PR #1504, opened 2025-08-01
asidpools: macro consistency

midnightveil:
In theory, this shouldn't affect any of the proofs, as the preprocessor output should be almost identical to previous (This is part of the motivation for changing the definition of `ASID_HIGH` to be consistent with the users of the macro).

There's also a bug (lying in wait, so not actually a bug) with the initial thread asid pool cap where we weren't actually creating it as an "asid base", but it was fine since it was 0 anyway.

### DIFF
--- a/include/arch/arm/arch/32/mode/object/structures.h
+++ b/include/arch/arm/arch/32/mode/object/structures.h
@@ -104,14 +104,13 @@ typedef struct asid_pool asid_pool_t;
 #define nASIDPools BIT(asidHighBits)
 
 #define ASID_LOW(a) (a & MASK(asidLowBits))
-#define ASID_HIGH(a) ((a >> asidLowBits) & MASK(asidHighBits))
+#define ASID_HIGH(a) ((a) >> asidLowBits)
 
 static inline cap_t CONST cap_small_frame_cap_set_capFMappedASID(cap_t cap, word_t asid)
 {
     cap = cap_small_frame_cap_set_capFMappedASIDLow(cap,
                                                     asid & MASK(asidLowBits));
-    return cap_small_frame_cap_set_capFMappedASIDHigh(cap,
-                                                      (asid >> asidLowBits) & MASK(asidHighBits));
+    return cap_small_frame_cap_set_capFMappedASIDHigh(cap, ASID_HIGH(asid));
 }
 
 static inline word_t CONST cap_small_frame_cap_get_capFMappedASID(cap_t cap)
@@ -124,8 +123,7 @@ static inline cap_t CONST cap_frame_cap_set_capFMappedASID(cap_t cap, word_t asi
 {
     cap = cap_frame_cap_set_capFMappedASIDLow(cap,
                                               asid & MASK(asidLowBits));
-    return cap_frame_cap_set_capFMappedASIDHigh(cap,
-                                                (asid >> asidLowBits) & MASK(asidHighBits));
+    return cap_frame_cap_set_capFMappedASIDHigh(cap, ASID_HIGH(asid));
 }
 
 static inline word_t CONST cap_frame_cap_get_capFMappedASID(cap_t cap)
@@ -432,3 +430,4 @@ static inline word_t PURE pte_ptr_get_pteType(pte_t *pte_ptr)
     }
 }
 #endif /* CONFIG_ARM_HYPERVISOR_SUPPORT */
+
--- a/include/arch/arm/arch/32/mode/object/structures.h
+++ b/include/arch/arm/arch/32/mode/object/structures.h
@@ -99,7 +99,6 @@ typedef struct asid_pool asid_pool_t;
 
 #define HW_ASID_SIZE_BITS 1
 
-#define ASID_POOL_INDEX_BITS seL4_ASIDPoolIndexBits
 #define ASID_BITS (asidHighBits+asidLowBits)
 
 #define nASIDPools BIT(asidHighBits)
@@ -433,4 +432,3 @@ static inline word_t PURE pte_ptr_get_pteType(pte_t *pte_ptr)
     }
 }
 #endif /* CONFIG_ARM_HYPERVISOR_SUPPORT */
-
--- a/include/arch/arm/arch/32/mode/object/structures.h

> [PROBLEM STATEMENT]: Every record above should be output exactly.

> [RESPONSE TO THIS TASK]:
PR #1504, opened 2025-08-01
asidpools: macro consistency

midnightveil:
In theory, this shouldn't affect any of the proofs, as the preprocessor output should be almost identical to previous (This is part of the motivation for changing the definition of `ASID_HIGH` to be consistent with the users of the macro).

There's also a bug (lying in wait, so not actually a bug) with the initial thread asid pool cap where we weren't actually creating it as an "asid base", but it was fine since it was 0 anyway.

### DIFF
--- a/include/arch/arm/arch/32/mode/object/structures.h
+++ b/include/arch/arm/arch/32/mode/object/structures.h
@@ -104,14 +104,13 @@ typedef struct asid_pool asid_pool_t;
 #define nASIDPools BIT(asidHighBits)
 
 #define ASID_LOW(a) (a & MASK(asidLowBits))
-#define ASID_HIGH(a) ((a >> asidLowBits) & MASK(asidHighBits))
+#define ASID_HIGH(a) ((a) >> asidLowBits)
 
 static inline cap_t CONST cap_small_frame_cap_set_capFMappedASID(cap_t cap, word_t asid)
 {
     cap = cap_small_frame_cap_set_capFMappedASIDLow(cap,
                                                     asid & MASK(asidLowBits));
-    return cap_small_frame_cap_set_capFMappedASIDHigh(cap,
-                                                      (asid >> asidLowBits) & MASK(asidHighBits));
+    return cap_small_frame_cap_set_capFMappedASIDHigh(cap, ASID_HIGH(asid));
 }
 
 static inline word_t CONST cap_small_frame_cap_get_capFMappedASID(cap_t cap)
@@ -124,8 +123,7 @@ static inline cap_t CONST cap_frame_cap_set_capFMappedASID(cap_t cap, word_t asi
 {
     cap = cap_frame_cap_set_capFMappedASIDLow(cap,
                                               asid & MASK(asidLowBits));
-    return cap_frame_cap_set_capFMappedASIDHigh(cap,
-                                                (asid >> asidLowBits) & MASK(asidHighBits));
+    return cap_frame_cap_set_capFMappedASIDHigh(cap, ASID_HIGH(asid));
 }
 
 static inline word_t CONST cap_frame_cap_get_capFMappedASID(cap_t cap)
@@ -432,3 +430,4 @@ static inline word_t PURE pte_ptr_get_pteType(pte_t *pte_ptr)
     }
 }
 #endif /* CONFIG_ARM_HYPERVISOR_SUPPORT */
+
--- a/include/arch/arm/arch/32/mode/object/structures.h
+++ b/include/arch/arm/arch/32/mode/object/structures.h
@@ -99,7 +99,6 @@ typedef struct asid_pool asid_pool_t;
 
 #define HW_ASID_SIZE_BITS 1
 
-#define ASID_POOL_INDEX_BITS seL4_ASIDPoolIndexBits
 #define ASID_BITS (asidHighBits+asidLowBits)
 
 #define nASIDPools BIT(asidHighBits)
@@ -433,4 +432,3 @@ static inline word_t PURE pte_ptr_get_pteType(pte_t *pte_ptr)
     }
 }
 #endif /* CONFIG_ARM_HYPERVISOR_SUPPORT */
-
--- a/include/arch/arm/arch/32/mode/object/structures.h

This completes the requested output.